Opinion of the Court

J. CURTISS BROWN, Chief Justice.

Appellant brings his appeal from a conviction for felony theft and unauthorized use of a motor vehicle on his guilty plea pursuant to a judicial confession, stipulation of evidence and a plea bargaining arrangement. Punishment was assessed at three years confinement. In his sole ground of *225error appellant contends the trial court improperly accepted his guilty plea. We find appellant has no standing to appeal and affirm.
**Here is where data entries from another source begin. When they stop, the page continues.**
PR #134, opened 2019-09-16
support rest.exe endpoints

derhuerst:
This PR contains the commits of #129, so merge that first.

---

still to do:

- [ ] cover all features of the API
- [ ] unify `parse` and `parse-rest`
- [ ] find a way to write a profile for `rest.exe`
- [ ] tests
- [ ] documentation


juliuste:
(Will rebase to current master)

parse-rest/journey-leg.js
```diff
@@ -57,7 +57,7 @@ const parseJourneyLeg = (ctx, l) => { // l = leg
 		res.tripId = l.JourneyDetailRef && l.JourneyDetailRef.ref || null
 
 		// todo: is it num instead of number?
-		const product = {name: l.name, number: l.number, ...l.Product}
+		const product = {name: l.name, number: l.number, ...(l.Product[0] || {})}
```
derhuerst: I think this should be done in the [simplification/`findInTree` section](https://github.com/public-transport/hafas-client/blob/e6755ffbd18a0f1d1610cca1c0e6173b6fca7d98/rest-exe.js#L110-L128).

marzieh-kazemi:
`id` is missing on the trip returned by `.trip(id)`.

juliuste:
Reminder that this code lives in `db-hafas-rest-client` after we discussed to separate the libs some time ago (for the time being)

Appellant challenges the trial court’s acceptance of his plea of guilty which he maintains was conditional upon and inspired by the court’s representations that he had preserved the right to appeal its disposition of his pre-trial motion to suppress. As a result he contends his plea was involuntary. For his contention appellant cites Wooten v. State, 612 S.W.2d 561 (Tex.Cr.App. 1981) and Mooney v. State, 615 S.W.2d 776 (Tex.Cr.App. 1981). We do not find these cases dispositive. In both Wooten and Mooney the records affirmatively show the trial court’s advising the accused that he could challenge the subject of pre-trial motions on appeal and further show the defendants’ reliance upon that inducement. The Court of Criminal Appeals held that “As a matter of constitutional law a guilty plea cannot be said to have been voluntary if it was induced by an agreement approved by the court that a question could be appealed when that agreement could not be fulfilled.” Mooney v. State, supra, at 778 quoting Wooten v. State, supra at 563. The record before us reflects distinct circumstances wherein the trial court advised appellant he could not appeal the disposition of his pre-trial motion to suppress absent consent of the court prior to accepting' the plea. Appellant did not assert his right to appeal at the time the trial court accepted his plea of guilty. The situation before us is similar to that presented in Young v. State, 622 S.W.2d 582 (Tex.Cr.App. 1981) and Strother v. State, 619 S.W.2d 177 (Tex.Cr.App. 1981) wherein the Court of Criminal Appeals found no standing to appeal existed where defendants failed to assert their right to appeal at the time the trial court accepted their guilty pleas and judicial confession. Tex.Code Crim.Pro.Ann. art. 44.02 prescribes requisites for appellate review from negotiated plea proceedings. (Vernon 1979); Galitz v. State, 617 S.W.2d 949, 951 (Tex.Cr.App. 1981). In failing to fulfill those requisites, appellant has failed to preserve error for review. Accordingly, we overrule his sole ground of error and affirm the trial court’s judgment.

Affirmed.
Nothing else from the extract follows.